[Dataset items]
■ ■ ■ ■ ■
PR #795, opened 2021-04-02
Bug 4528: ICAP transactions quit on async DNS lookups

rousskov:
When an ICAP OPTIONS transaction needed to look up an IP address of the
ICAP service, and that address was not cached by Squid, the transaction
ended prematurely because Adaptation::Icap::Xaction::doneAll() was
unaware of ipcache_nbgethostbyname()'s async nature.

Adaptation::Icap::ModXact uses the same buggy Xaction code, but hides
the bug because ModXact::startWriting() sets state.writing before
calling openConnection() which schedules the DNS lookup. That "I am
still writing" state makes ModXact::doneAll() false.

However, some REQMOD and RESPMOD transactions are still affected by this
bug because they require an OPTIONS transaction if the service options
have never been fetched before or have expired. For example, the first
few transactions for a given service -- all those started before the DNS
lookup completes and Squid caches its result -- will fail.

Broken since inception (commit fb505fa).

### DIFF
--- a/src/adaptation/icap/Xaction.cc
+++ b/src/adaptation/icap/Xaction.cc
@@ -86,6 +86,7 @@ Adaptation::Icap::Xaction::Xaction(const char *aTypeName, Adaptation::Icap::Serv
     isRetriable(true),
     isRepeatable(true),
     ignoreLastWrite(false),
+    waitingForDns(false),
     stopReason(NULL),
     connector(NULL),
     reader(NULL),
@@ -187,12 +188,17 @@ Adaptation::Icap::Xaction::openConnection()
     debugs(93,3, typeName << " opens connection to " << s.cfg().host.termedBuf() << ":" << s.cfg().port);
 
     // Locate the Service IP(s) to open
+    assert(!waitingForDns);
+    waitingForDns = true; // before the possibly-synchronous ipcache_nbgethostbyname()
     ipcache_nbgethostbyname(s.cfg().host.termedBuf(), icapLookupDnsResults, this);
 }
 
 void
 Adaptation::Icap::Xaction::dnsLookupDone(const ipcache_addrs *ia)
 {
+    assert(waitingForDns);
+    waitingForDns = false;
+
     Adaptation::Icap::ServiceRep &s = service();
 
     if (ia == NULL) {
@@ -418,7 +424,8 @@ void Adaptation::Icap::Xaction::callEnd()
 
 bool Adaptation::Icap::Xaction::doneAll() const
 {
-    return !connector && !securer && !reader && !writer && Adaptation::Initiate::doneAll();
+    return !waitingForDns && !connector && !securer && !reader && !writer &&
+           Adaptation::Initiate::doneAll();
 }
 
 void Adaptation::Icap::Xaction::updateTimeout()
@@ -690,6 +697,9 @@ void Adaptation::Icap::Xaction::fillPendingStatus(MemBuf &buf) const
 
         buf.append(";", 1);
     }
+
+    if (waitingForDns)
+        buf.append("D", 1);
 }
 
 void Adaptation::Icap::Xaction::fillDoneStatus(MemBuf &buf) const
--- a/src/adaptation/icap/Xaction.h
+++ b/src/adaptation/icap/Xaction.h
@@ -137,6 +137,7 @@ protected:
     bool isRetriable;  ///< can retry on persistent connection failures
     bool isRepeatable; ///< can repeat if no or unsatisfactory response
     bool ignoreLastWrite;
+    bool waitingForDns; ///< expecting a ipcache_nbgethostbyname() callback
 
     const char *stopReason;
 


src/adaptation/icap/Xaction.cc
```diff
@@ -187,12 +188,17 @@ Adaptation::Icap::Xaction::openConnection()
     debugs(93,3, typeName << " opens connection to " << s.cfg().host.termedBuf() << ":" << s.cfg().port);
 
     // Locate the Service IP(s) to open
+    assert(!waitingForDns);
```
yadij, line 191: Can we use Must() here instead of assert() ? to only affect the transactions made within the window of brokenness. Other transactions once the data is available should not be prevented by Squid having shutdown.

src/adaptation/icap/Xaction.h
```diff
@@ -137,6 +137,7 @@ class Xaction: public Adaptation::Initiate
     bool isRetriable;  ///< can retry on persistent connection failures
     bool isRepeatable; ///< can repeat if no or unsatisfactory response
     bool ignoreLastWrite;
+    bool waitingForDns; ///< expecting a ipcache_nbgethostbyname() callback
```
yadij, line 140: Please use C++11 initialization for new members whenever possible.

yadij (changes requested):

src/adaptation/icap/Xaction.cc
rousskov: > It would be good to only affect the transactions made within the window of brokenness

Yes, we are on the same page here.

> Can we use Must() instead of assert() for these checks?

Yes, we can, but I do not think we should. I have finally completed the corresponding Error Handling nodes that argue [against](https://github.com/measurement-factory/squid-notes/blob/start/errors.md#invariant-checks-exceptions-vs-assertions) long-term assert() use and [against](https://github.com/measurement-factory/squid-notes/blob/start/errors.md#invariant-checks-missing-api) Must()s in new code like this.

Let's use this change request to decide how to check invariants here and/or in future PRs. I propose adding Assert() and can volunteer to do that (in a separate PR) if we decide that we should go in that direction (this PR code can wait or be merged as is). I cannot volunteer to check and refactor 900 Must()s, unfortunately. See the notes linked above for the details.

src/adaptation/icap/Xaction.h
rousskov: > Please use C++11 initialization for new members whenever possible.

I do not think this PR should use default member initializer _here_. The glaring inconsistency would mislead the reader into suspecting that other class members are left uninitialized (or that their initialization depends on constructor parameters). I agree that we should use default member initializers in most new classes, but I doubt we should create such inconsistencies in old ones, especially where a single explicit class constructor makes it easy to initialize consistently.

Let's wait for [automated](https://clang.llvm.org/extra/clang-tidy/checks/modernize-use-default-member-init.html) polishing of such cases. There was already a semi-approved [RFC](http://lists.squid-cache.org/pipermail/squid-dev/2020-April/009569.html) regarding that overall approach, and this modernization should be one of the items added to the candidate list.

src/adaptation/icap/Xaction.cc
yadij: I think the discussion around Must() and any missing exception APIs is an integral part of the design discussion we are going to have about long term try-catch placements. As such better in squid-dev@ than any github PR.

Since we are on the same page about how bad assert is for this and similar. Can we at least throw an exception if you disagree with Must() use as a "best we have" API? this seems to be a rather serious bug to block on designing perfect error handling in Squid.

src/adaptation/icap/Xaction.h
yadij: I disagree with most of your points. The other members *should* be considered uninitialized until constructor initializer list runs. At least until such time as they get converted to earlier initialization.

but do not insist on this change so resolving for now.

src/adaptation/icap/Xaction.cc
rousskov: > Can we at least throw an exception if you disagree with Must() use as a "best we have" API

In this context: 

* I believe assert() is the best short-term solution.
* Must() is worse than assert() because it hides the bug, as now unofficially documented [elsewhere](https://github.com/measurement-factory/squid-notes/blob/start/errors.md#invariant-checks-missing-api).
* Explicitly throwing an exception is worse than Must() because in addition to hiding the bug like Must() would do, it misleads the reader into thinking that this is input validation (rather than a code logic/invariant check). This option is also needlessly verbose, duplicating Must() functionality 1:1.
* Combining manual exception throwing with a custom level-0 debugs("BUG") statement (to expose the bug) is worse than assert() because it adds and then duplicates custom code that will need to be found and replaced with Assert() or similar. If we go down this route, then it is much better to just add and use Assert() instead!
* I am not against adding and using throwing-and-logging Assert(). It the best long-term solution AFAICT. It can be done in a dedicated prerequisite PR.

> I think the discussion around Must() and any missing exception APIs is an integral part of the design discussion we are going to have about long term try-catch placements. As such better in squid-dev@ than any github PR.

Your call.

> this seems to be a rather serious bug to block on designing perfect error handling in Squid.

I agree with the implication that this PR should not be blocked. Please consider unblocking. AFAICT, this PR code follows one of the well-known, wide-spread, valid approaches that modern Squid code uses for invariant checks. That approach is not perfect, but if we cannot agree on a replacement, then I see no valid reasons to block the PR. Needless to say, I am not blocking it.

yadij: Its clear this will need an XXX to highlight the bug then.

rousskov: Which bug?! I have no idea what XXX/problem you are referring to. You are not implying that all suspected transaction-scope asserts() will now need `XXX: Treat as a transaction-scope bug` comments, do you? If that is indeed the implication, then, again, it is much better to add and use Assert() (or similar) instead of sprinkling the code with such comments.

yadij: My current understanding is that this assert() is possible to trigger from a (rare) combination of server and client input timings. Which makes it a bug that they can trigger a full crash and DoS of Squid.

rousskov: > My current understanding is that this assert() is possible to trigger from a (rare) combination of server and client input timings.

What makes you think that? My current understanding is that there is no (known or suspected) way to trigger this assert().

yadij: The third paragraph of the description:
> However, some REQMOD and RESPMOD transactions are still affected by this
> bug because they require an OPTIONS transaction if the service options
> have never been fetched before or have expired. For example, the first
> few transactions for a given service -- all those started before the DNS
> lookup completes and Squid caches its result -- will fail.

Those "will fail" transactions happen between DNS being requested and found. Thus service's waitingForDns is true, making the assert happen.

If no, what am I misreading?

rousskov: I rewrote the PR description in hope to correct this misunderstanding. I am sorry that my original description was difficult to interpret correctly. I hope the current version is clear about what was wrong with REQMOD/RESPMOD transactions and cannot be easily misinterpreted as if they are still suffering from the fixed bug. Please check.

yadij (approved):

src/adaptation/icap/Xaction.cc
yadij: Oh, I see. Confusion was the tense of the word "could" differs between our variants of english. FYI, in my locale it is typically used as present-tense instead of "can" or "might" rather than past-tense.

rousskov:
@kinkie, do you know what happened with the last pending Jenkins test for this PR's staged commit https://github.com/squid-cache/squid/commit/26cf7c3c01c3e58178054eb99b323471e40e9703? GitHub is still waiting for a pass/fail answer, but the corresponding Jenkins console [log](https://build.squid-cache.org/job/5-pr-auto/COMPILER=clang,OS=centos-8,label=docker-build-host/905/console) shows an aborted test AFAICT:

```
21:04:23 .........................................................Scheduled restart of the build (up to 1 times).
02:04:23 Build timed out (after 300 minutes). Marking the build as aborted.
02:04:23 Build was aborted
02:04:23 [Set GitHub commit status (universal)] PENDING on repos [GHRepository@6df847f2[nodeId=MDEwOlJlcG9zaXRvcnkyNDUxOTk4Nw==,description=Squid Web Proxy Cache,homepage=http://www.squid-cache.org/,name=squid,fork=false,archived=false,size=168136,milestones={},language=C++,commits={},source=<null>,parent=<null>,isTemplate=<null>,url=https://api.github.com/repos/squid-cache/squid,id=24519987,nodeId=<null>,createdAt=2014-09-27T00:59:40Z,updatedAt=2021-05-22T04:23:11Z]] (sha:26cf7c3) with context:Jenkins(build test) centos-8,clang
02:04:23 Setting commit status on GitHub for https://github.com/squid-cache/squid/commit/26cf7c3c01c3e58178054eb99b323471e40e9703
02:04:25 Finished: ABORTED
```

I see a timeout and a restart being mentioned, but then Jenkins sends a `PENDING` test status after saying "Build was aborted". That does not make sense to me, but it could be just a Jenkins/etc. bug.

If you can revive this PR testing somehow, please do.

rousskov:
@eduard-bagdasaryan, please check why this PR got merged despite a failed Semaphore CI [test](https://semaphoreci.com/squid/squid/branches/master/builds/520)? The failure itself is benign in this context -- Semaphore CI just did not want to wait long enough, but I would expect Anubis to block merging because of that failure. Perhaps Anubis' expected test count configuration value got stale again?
■ ■ ■ ■ ■
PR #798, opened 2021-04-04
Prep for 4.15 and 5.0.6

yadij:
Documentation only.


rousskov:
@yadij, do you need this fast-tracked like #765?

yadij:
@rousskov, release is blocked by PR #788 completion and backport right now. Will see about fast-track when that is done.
■ ■ ■ ■ ■
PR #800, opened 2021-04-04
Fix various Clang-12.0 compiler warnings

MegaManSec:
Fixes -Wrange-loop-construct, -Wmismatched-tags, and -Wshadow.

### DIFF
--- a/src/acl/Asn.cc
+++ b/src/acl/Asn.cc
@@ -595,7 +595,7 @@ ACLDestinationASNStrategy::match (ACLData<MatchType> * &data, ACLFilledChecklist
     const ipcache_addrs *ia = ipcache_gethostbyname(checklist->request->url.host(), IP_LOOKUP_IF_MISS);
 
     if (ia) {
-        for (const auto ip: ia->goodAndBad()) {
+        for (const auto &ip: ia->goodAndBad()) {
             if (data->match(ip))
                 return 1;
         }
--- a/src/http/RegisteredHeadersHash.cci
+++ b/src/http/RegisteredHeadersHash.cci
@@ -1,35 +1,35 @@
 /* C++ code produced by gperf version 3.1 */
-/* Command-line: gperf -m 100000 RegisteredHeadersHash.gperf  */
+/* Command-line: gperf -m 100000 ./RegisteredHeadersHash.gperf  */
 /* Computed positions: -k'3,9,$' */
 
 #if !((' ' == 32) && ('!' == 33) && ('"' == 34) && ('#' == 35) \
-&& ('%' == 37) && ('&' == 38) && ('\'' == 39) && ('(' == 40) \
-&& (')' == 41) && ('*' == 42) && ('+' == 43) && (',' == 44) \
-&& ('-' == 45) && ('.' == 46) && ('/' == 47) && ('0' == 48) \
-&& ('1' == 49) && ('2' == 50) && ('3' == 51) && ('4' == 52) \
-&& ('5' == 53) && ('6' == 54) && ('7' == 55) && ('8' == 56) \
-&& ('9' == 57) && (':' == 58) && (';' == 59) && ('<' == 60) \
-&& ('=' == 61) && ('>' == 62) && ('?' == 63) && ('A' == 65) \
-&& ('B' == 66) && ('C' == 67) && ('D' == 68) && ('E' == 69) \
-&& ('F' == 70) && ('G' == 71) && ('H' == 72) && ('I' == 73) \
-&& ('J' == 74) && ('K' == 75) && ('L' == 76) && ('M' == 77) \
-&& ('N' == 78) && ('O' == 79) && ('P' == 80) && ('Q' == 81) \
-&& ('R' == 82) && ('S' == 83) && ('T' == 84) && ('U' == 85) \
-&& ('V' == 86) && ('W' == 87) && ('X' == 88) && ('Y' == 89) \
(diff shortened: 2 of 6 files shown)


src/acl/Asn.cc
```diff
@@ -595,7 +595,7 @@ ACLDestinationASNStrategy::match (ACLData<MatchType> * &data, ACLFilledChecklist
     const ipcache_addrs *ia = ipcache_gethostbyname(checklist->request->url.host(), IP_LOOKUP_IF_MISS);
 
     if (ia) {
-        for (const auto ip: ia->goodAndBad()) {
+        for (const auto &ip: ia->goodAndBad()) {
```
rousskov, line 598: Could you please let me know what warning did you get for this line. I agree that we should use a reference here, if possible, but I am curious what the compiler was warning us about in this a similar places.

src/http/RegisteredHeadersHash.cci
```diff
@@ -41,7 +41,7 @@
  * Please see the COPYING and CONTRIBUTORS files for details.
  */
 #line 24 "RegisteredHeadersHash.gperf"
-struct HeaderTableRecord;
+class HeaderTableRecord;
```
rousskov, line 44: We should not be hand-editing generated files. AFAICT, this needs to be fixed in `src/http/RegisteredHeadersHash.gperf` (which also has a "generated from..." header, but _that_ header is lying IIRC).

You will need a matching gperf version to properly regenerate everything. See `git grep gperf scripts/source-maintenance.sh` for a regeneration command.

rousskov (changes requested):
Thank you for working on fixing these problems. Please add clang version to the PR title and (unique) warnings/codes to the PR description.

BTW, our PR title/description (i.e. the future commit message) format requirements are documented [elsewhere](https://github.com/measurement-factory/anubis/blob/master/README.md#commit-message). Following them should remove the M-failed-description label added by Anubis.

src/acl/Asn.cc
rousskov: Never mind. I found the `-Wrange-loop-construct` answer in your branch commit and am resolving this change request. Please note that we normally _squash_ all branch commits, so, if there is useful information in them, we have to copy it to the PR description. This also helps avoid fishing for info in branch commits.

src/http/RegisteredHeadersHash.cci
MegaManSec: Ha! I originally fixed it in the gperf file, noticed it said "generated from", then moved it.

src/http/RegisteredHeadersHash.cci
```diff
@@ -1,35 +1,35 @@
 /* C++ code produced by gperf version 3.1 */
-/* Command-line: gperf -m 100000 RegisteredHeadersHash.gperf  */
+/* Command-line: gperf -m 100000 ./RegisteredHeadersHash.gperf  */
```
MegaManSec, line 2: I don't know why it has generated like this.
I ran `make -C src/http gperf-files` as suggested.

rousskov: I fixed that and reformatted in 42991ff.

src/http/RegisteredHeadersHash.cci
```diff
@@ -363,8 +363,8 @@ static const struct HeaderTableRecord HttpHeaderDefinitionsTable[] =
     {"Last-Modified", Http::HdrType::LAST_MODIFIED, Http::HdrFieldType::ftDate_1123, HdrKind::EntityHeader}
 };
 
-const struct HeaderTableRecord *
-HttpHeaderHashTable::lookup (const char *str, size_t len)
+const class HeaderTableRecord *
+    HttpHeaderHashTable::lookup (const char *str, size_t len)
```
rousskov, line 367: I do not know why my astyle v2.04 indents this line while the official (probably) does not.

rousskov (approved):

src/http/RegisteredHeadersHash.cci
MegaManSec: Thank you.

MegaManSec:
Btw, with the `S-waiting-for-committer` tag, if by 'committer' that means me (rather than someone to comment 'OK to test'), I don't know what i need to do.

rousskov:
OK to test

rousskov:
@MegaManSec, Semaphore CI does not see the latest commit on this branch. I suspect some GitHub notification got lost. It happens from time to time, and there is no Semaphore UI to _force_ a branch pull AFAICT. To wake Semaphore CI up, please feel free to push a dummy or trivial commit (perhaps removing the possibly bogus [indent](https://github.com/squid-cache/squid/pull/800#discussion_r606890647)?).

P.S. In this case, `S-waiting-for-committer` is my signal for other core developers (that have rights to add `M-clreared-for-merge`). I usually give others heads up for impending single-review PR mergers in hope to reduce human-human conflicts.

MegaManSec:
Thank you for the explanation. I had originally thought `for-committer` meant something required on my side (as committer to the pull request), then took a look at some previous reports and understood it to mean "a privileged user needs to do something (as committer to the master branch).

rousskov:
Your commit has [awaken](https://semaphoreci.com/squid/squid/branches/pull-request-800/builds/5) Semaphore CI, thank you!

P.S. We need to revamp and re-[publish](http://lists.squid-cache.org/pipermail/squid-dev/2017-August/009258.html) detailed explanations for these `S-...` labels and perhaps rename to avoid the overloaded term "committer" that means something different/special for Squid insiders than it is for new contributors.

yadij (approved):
■ ■ ■ ■ ■
▶ BRIEF: Retype only the lines above between the line with "--- a/src/acl/Asn.cc" and the line with "-&& ('B' == 66) && ('C' == 67)", counting those two lines as well, and keep every character as it is.

▶ RESULT OF THE EXERCISE:
--- a/src/acl/Asn.cc
+++ b/src/acl/Asn.cc
@@ -595,7 +595,7 @@ ACLDestinationASNStrategy::match (ACLData<MatchType> * &data, ACLFilledChecklist
     const ipcache_addrs *ia = ipcache_gethostbyname(checklist->request->url.host(), IP_LOOKUP_IF_MISS);
 
     if (ia) {
-        for (const auto ip: ia->goodAndBad()) {
+        for (const auto &ip: ia->goodAndBad()) {
             if (data->match(ip))
                 return 1;
         }
--- a/src/http/RegisteredHeadersHash.cci
+++ b/src/http/RegisteredHeadersHash.cci
@@ -1,35 +1,35 @@
 /* C++ code produced by gperf version 3.1 */
-/* Command-line: gperf -m 100000 RegisteredHeadersHash.gperf  */
+/* Command-line: gperf -m 100000 ./RegisteredHeadersHash.gperf  */
 /* Computed positions: -k'3,9,$' */
 
 #if !((' ' == 32) && ('!' == 33) && ('"' == 34) && ('#' == 35) \
-&& ('%' == 37) && ('&' == 38) && ('\'' == 39) && ('(' == 40) \
-&& (')' == 41) && ('*' == 42) && ('+' == 43) && (',' == 44) \
-&& ('-' == 45) && ('.' == 46) && ('/' == 47) && ('0' == 48) \
-&& ('1' == 49) && ('2' == 50) && ('3' == 51) && ('4' == 52) \
-&& ('5' == 53) && ('6' == 54) && ('7' == 55) && ('8' == 56) \
-&& ('9' == 57) && (':' == 58) && (';' == 59) && ('<' == 60) \
-&& ('=' == 61) && ('>' == 62) && ('?' == 63) && ('A' == 65) \
-&& ('B' == 66) && ('C' == 67) && ('D' == 68) && ('E' == 69) \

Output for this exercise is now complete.